Concordium / Testnet3-Challenges

This repo is dedicated to Concordium Incentivized Testnet3.
https://developers.concordium.com/
Apache License 2.0
325 stars 471 forks source link

Node Reseted #684

Closed ZaferGraph closed 3 years ago

ZaferGraph commented 3 years ago

Hello, My B1 server has stopped today after 3 days later. This is what I seen

resim

As you see there is no any error, I checked the kern.log there is no any too:

(I sent you the file)

Then I tried to concordium-node-retrieve-logs but it gave me empty log file as you see:

resim

I tried to take log to times but same:

resim

After all, I restarted the node for see what block it stopped, but what I see:

resim

Node has totally reseted

I'm sorry can't give you log because it's empty.

But I'll send you (testnet@concordium.com) kern.log if you want to see.

concordium-cl commented 3 years ago

Thanks for the detailed info. I have received your log. We will look into it.

ab-concordium commented 3 years ago

Can you provide a bit more description of your system?

One thing that might be relevant is if you run docker container list and post the output of that. It might tell us what happened to the node and why the logs are not accessible.

ZaferGraph commented 3 years ago

resim

resim

resim

ZaferGraph commented 3 years ago

I can pm ip and pass if you want, I'm thinking destroy already, no problem.

ab-concordium commented 3 years ago

Interesting. Based on the limited allocated RAM I suspect that your node got killed due to trying to allocate more than 512MB.

Is 3 days ago also when you started the node the first time? Can you run docker logs 24e96815a720?

ZaferGraph commented 3 years ago

Yes I can run, here: https://paste.ubuntu.com/p/MtQZKj4Tn3/

Yeah there it is, probably cache ram not enough because when I checked ram and disk after kill there both under usage. Yes the system is not enough but this reaction should't be like this, at least node stay stopped not purged.

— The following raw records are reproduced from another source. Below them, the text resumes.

PR #492, opened 2017-04-11
fix(gents): fix an edge case when a GETPROP node contains inline comments that are more than one line before the property name node.

bowenni:
Problem:
```javascript
a(
// comment
)
.b();
```
adds an EMPTY node before `b` node and attaches the comment to that EMPTY node. This breaks [GEPROP's children count assertion in Closure CodeGenerator](https://github.com/google/closure-compiler/blob/120d1c7a8d96d9c81a92e6600e1c0e2c7cbdcb98/src/com/google/javascript/jscomp/CodeGenerator.java#L737-L738)

We want to map the comment to a node, either `a` or `b` in this example. 
I choose to map the comment to `a` because mapping the comment to `b` requires overriding [code generator for GETPROP nodes](https://github.com/google/closure-compiler/blob/120d1c7a8d96d9c81a92e6600e1c0e2c7cbdcb98/src/com/google/javascript/jscomp/CodeGenerator.java#L722-L757).

In general, this (adding a new EMPTY node) may break not only GETPROP nodes but any nodes that have children count assertions in code generator. ~~But the counter examples are probably too contrived to worry about?~~ *Too early to call. Here's another counter example:*
```javascript
if (a) {
  // comment
}
else {
}
```
produces 4 children with one EMPTY node:
```
IF 1 [length: 23]
    NAME a 1 [length: 1]
    BLOCK 1 [length: 7]
    EMPTY
    BLOCK 4 [length: 3]
```
and this [breaks closure code generator](https://github.com/google/closure-compiler/blob/120d1c7a8d96d9c81a92e6600e1c0e2c7cbdcb98/src/com/google/javascript/jscomp/CodeGenerator.java#L817)

### DIFF
--- a/src/main/java/com/google/javascript/gents/CommentLinkingPass.java
+++ b/src/main/java/com/google/javascript/gents/CommentLinkingPass.java
@@ -180,6 +180,22 @@ public final class CommentLinkingPass implements CompilerPass {
       return c;
     }
 
+    /**
+     * If the parent is NOT a GETPROP node, then outputs floating comments by attaching to a new
+     * EMPTY node before the current node. If the parent is a GETPROP node, then attach the comments
+     * to the parent node to avoid messing up GETPROP node's children count.
+     *
+     * @param n current node
+     * @param parent parent node
+     */
+    private void outputFloatingCommentFromBufferToParentOrCurrentNode(Node n, Node parent) {
+      if (parent.getToken() == Token.GETPROP) {
+        linkCommentBufferToNode(parent);
+      } else {
+        parent.addChildBefore(newFloatingCommentFromBuffer(), n);
+      }
+    }
+
     /** Returns if the current comment is directly adjacent to a line. */
     private boolean isCommentAdjacentToLine(int line) {
       int commentLine = getLastLineOfCurrentComment();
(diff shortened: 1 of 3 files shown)


src/main/java/com/google/javascript/gents/CommentLinkingPass.java
```diff
@@ -223,12 +241,14 @@ public final boolean shouldTraverse(NodeTraversal nodeTraversal, Node n, Node pa
       } else if (getLastLineOfCurrentComment() == line - 1) {
         // Comment ends just before code
         linkCommentBufferToNode(n);
-      } else if (!hasRemainingComments()) {
-        // Exhausted all comments, output floating comment before current node
-        parent.addChildBefore(newFloatingCommentFromBuffer(), n);
+      } else if (!hasRemainingComments() && !outputCommentAfterLine) {
+        // Exhausted all comments, output floating comment before current node or at parent node.
```
bowenni: We haven't necessarily exhausted all comments yet. It's possible that we just outputted the current group of comments in the while loop above and shifted the next comment in buffer (which is the real last comment, therefore `!hasRemaingComments()`).

src/test/java/com/google/javascript/gents/singleTests/comments.ts
```diff
@@ -36,3 +36,17 @@ const x;
...
 /** @export */
 let m: number = 4;
+let a = function() {
+  return {b: function() {}};
+};
+let c = function() {};
+
+// comment before GETPROP
+
+// comment in GETPROP
```
bowenni: This comment is above `a()` after migration which is not ideal.
This is due to the limitation that comments are mapped from nodes.

bowenni:
Not ready for code review yet.
There are more edge cases not considered...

Also my B2 killed same reason I think, same system spec. I just missed one step, this one happent both when I run the start command.

resim

I just started with a new server and node with these spec yesterday, let's see what's going on

resim

ab-concordium commented 3 years ago

Those specs should be sufficient now.

From the logs you just attached it looks like the cause of failure was actually lack of disk space, which led to partial database corruption, and thus your node could not restart. I can't see precisely what happened to the container you were running, but seeing that docker containers have some space overhead, it is likely that either it was partially corrupt, or deleted, which caused the behaviour you see.

iekmuby commented 3 years ago

@ZaferGraph what is your zone in Vultr for this nodes? Silicon Valley?

ZaferGraph commented 3 years ago

@ZaferGraph what is your zone in Vultr for this nodes? Silicon Valley?

It was NY, currently I'm in Netherland

iekmuby commented 3 years ago

Silicon Valley area is very unstable. One of my nodes was stopped and erased, so I lost all of my logs. I suppose this may happened with NY too. By the way, Amsterdam has one incident too, since I'm use it in Concordium.